Lipiec miał na koncie i własne wpadki. W maju ub.r. świętował urodziny. W restauracji Villa Park w Wesołej bawili się m.in. Różycki i Parzęcki. Za imprezę Lipiec zapłacił służbową kartą kredytową. Dopiero premier Kazimierz Marcinkiewicz po interwencji mediów kazał mu zwrócić 3,5 tys. zł z własnej kieszeni.

Po objęciu teki ministra sportu Lipiec prowadził też prywatne wojny. Gdy nadarzyła się okazja, usunął z komisji ds. zwalczania dopingu w sporcie prof. Jerzego Smorawińskiego. Tego samego, który w 1993 r. oskarżył ówczesnego reprezentanta Polski w chodzie o stosowanie dopingu. Po latach okazało się, że poziom testosteronu wzrasta u ministra w naturalny sposób. Lipiec wrócił do uprawiania sportu dopiero po trzech latach dyskwalifikacji.

Gdy Lipiec został ministrem, wyrzucił z pracy w COS praktycznie wszystkich. Nawet sprzątaczki. Zapewniał, że trzeba było wyczyścić układ. Ale nowy szef, wspomniany Parzęcki, nie popracował zbyt długo. Zmuszony do jego odwołania Lipiec wyznaczył na nowego dyrektora swojego zaufanego kolegę - zatrzymanego w sobotę Krzysztofa S. Gdy minister rządził stołecznym sportem, S. był dyrektorem ośrodka sportu na warszawskim Bemowie. Także drugi z zatrzymanych, Tadeusz M., współpracował z Lipcem w Warszawie.

CBA obserwowało szefów COS przez kilka miesięcy. To oznacza, że miało uzasadnione podejrzenia co do ich uczciwości. Zostali zatrzymani po wręczeniu im kontrolowanej łapówki. Obaj przyznali się do zarzutów. Grozi im do 8 lat więzienia. Ale to nie wszystko, bo CBA ustaliło także, że obaj panowie planowali rozszerzyć działalność korupcyjną i zarabiać na organizacji Euro 2012. To COS ma wybudować Stadion Narodowy i potem nim administrować. Wyciąganie pieniędzy budżetowych miało się odbywać za pomocą firm założonych przez tzw. słupy. To pod nich COS miał ustawiać przetargi. "Myśleli, że hasła o uznawaniu walki z korupcją za priorytet tego rządu są puste, ale pomylili się i siedzą w więzieniu" - mówił szef CBA.

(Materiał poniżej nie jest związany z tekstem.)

PR #4378, opened 2026-08-20
Add resolute .deb to releases

nemacysts:
@vulpine says I'll be their new best friend if I do this

real description: Yelp/nerve-tools tests currently grab paasta-tools debs from our releases for GHA builds. this is fine, but what is not fine is that we are only uploading (and testing against) a jammy deb - which doesn't quite work out so well if you're trying to add a resolute build to nerve-tools

### DIFF
--- a/.github/workflows/ci.yml
+++ b/.github/workflows/ci.yml
@@ -77,6 +77,10 @@ jobs:
         with:
           name: deb-jammy
           path: dist/
+      - uses: actions/download-artifact@v4
+        with:
+          name: deb-resolute
+          path: dist/
       - name: Release
         uses: softprops/action-gh-release@v1
         if: startsWith(github.ref, 'refs/tags/v')


nemacysts:
@vulpine this will only do this for new releases - i think i can backfill an old release if necessary with some CLI nonsense tho!

vulpine (approved):

vulpine:
> @vulpine this will only do this for new releases - i think i can backfill an old release if necessary with some CLI nonsense tho!

Thanks so much - if you're able to backfill 1.60.X that should be perfect (since I know nerve-tools passes its tests with 1.60 Jammy.)

nemacysts:
> Thanks so much - if you're able to backfill 1.60.X that should be perfect (since I know nerve-tools passes its tests with 1.60 Jammy.)

@vulpine err, upon thinking about this a little more - this is probably gonna be slightly painful to do without potentially leaking internal build nonsense: i think i'd need to hack up the makefile to build paasta without including any internal packages, since i can't just set the Make flag to use public dependencies due to our external pypi blocks and whatnot :(

nemacysts:
that said, i think this should kick in with 1.60.3 (which i just released now)

PR #18567, opened 2025-09-24
Include IllegalArgumentException in vector processing error report

cecemei:
### Description

Include IllegalArgumentException in vector processing error report.

This PR has:

- [ ] been self-reviewed.


processing/src/main/java/org/apache/druid/math/expr/vector/FunctionErrorReportingExprVectorProcessor.java
```diff
@@ -57,7 +58,7 @@ public ExprEvalVector<T> evalVector(Expr.VectorInputBinding bindings)
                           .ofCategory(DruidException.Category.INVALID_INPUT)
                           .build(e, "Function[%s] encountered exception: %s", functionName, e.getMessage());
     }
-    catch (DruidException e) {
+    catch (DruidException | IAE e) {
```
kfaraz: I think it might be better to catch the IAE and convert it to a DruidException of type INVALID_INPUT instead, as it contains richer info for sending over the wire.

cecemei: Updated to convert to DruidException

processing/src/main/java/org/apache/druid/math/expr/vector/FunctionErrorReportingExprVectorProcessor.java
```diff
@@ -57,6 +58,11 @@ public ExprEvalVector<T> evalVector(Expr.VectorInputBinding bindings)
                           .ofCategory(DruidException.Category.INVALID_INPUT)
                           .build(e, "Function[%s] encountered exception: %s", functionName, e.getMessage());
     }
+    catch (IAE e) {
```
gianm, line 61: IMO, this is better dealt with inside each expression.

The idea with the code block here (and the equivalent one in `FunctionExpr`) is to pass through errors that the function clearly intended to be aimed at the end user (ExpressionValidationException, ExpressionProcessingException, DruidException, etc) and to map all others to an "unknown exception" message with the cause attached for debugging purposes.

So, if an `IAE` is making it out here with a user-facing error message, I think it's a sign that the function that generated the IAE should improve its error handling.

cecemei: Make sense. Will deal in expression.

DZIENNIKOWI udało się ustalić, że premier od razu chciał się spotkać i z ministrem Lipcem, i z Mariuszem Kamińskim. Zmienił jednak plany i najpierw spotkał się z szefem CBA.

Do zatrzymań szefów COS doszło, zanim rozpoczęło się rozpisywanie przetargów na inwestycje związane z Euro 2012. Teraz zajmie się tym już nowa minister.